Miniature Magnetic Swimming Devices May Revolutionize Diagnostics and Drug Delivery; Devices Can Be Made on Industrial Scale

Scientists have created miniature magnetic swimming devices - which mimic the appearance of sperm cells - that could revolutionize disease treatment by ferrying drugs to specific areas of the body. The devices, which measure as small as one millimeter long, consist of a magnetic head and flexible tail that allows them to “swim” to a specific location when activated by a magnetic field. Researchers at the University of Exeter in the UK, who designed the devices and magnetic control mechanism, have also created a mathematical model that allows them to predict the devices’ behavior in different environments, such as microfluidic channels or complex liquids. The researchers believe that the devices could be used to deliver drugs to specific areas of the body, thus potentially dramatically improving treatment time and success.
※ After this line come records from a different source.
PR #504, opened 2021-09-28
Added field annotations for output-only fields.

wkozlik:


proto/v1beta1/spdx.proto
```diff
@@ -377,33 +407,3 @@ enum RelationshipType {
...
-// https://spdx.github.io/spdx-spec/7-relationships-between-SPDX-elements/
-message RelationshipNote {
-  // The type of relationship between the source and target SPDX elements
-  RelationshipType type = 1;
-}
-
-// RelationshipOccurrence represents an SPDX Relationship
-// section:
-// https://spdx.github.io/spdx-spec/7-relationships-between-SPDX-elements/
-message RelationshipOccurrence {
```
aysylu, line 392: is this intentionally deleted?

aysylu (changes requested):

proto/v1beta1/spdx.proto
wkozlik: This message is still there. I just moved enum to the bottom of the file.

aysylu: Oh I see now, apologies, I missed it in the diff earlier.

aysylu (approved):

PR #510, opened 2021-10-28
add support for keyType in signature by adding a new message type

hkadakia:
This pull request allows users to specify the key type used in the public key id field for the signature. By mentioning the type it provides more structure to the Signature message & also adds attributes to the signature.


hkadakia:
@aysylu Should I update the PR to add the KeyType field to the existing Signature proto.

aysylu:
@hkadakia let's get input from @patricklawsongoogle on this, since his team is using this `Signature` as well, so want to make sure this won't negatively impact anything there.

patricklawsongoogle:
First: I'm not sure how relevant v1beta1 API surface is, so I'll let Aysylu speak to that.  My comments below apply primarily to Grafeas v1 and future revisions (e.g. v2).

I'm going to push back on this for a few reasons:

* First and foremost, we're trying to standardize all signatures to [DSSE](https://github.com/secure-systems-lab/dsse).  DSSE is flexible enough to sign effectively anything with minimal dependencies, and includes several important security hardening features at the design level.  It's also a central place to make suggestions and improvements to the signature protocol and ensure that security engineers from multiple organizations have reviewed the changes before they go into effect.  For this reason, I don't think we should add any more signature envelopes to Grafeas; instead, we should encourage users to switch to DSSE, and if it's missing a feature they need, to propose that feature on DSSE itself.
* On adding the signing algorithm to the signature message: we deliberately did not do this in DSSE--we consider it to be a security usability issue.  Transmitting the signing algorithm in-band but unauthenticated implies to verifiers that they should trust that field, but they shouldn't.  An attacker could change the transmitted signing algorithm, and the verifier wouldn't know unless they had the signing algorithm pre-configured--and they *should* have the algorithm preconfigured from a trusted source along with the public key, both of which are identified by the key ID.  And since they should have it preconfigured anyway, there's no need for the in-band signing algorithm; it can only do harm by misleading a verifier into thinking that it should be trusted.  For an extreme example of this type of issue being exploited in the wild, see the [JWT none algorithm vulnerability](https://auth0.com/blog/critical-vulnerabilities-in-json-web-token-libraries/).

hkadakia:
Thanks for a detailed explanation Patrick. If Grafeas community recommends to start using `DSSE` for signing artifacts, we can incorporate those changes in our local repo.
Aysylu can you please let me know if the proposed change above can go in v1Beta1 or I can close my PR as not needed.
Thanks for taking a look.

aysylu:
@hkadakia: To stay consistent with the best practices, I recommend closing this PR. However, if you'd like to adopt the use of [DSSE Envelope for signed metadata](https://github.com/grafeas/grafeas/blob/master/proto/v1/grafeas.proto#L248) and use it v1beta1, happy to review the PR that brings it in this version.

PR #512, opened 2021-11-01
Add in the proto changes required for adding cvss v3 info to Occs.

nms2140:


proto/v1/vulnerability.proto
```diff
@@ -174,6 +174,17 @@ message VulnerabilityOccurrence {
   // severity.
   float cvss_score = 3;
 
+  // The CVSS v3 score for this vulnerability.
+  message CVSSV3 {
+    // The base score for for this vulnerability according to cvss v3.
+    float base_score = 1;
+    // The severity rating assigned to this vulnerability by vulnerability provider.
+    Severity severity = 2;
```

The scientists also believe that the devices could revolutionize the wider field of microfluidics, which focuses on moving liquids through extremely narrow channels. The team’s research is currently focused on implementing microscopic prototypes and the researchers have already successfully demonstrated swimmers comparable to the size of red blood cells. The research was published recently in the Physics of Fluids journal. Professor Feodor Ogrin, principal investigator at the University of Exeter said: "Developing this technology could radically change the way we do medicine. The swimmers could one day be used to direct drugs to the right areas of the body by swimming through blood vessels. We also envisage microscopic versions of the device being used on 'lab-on-a-chip' technology, where complex procedures normally conducted in a laboratory, such as diagnosing disease, are conducted on a simple chip.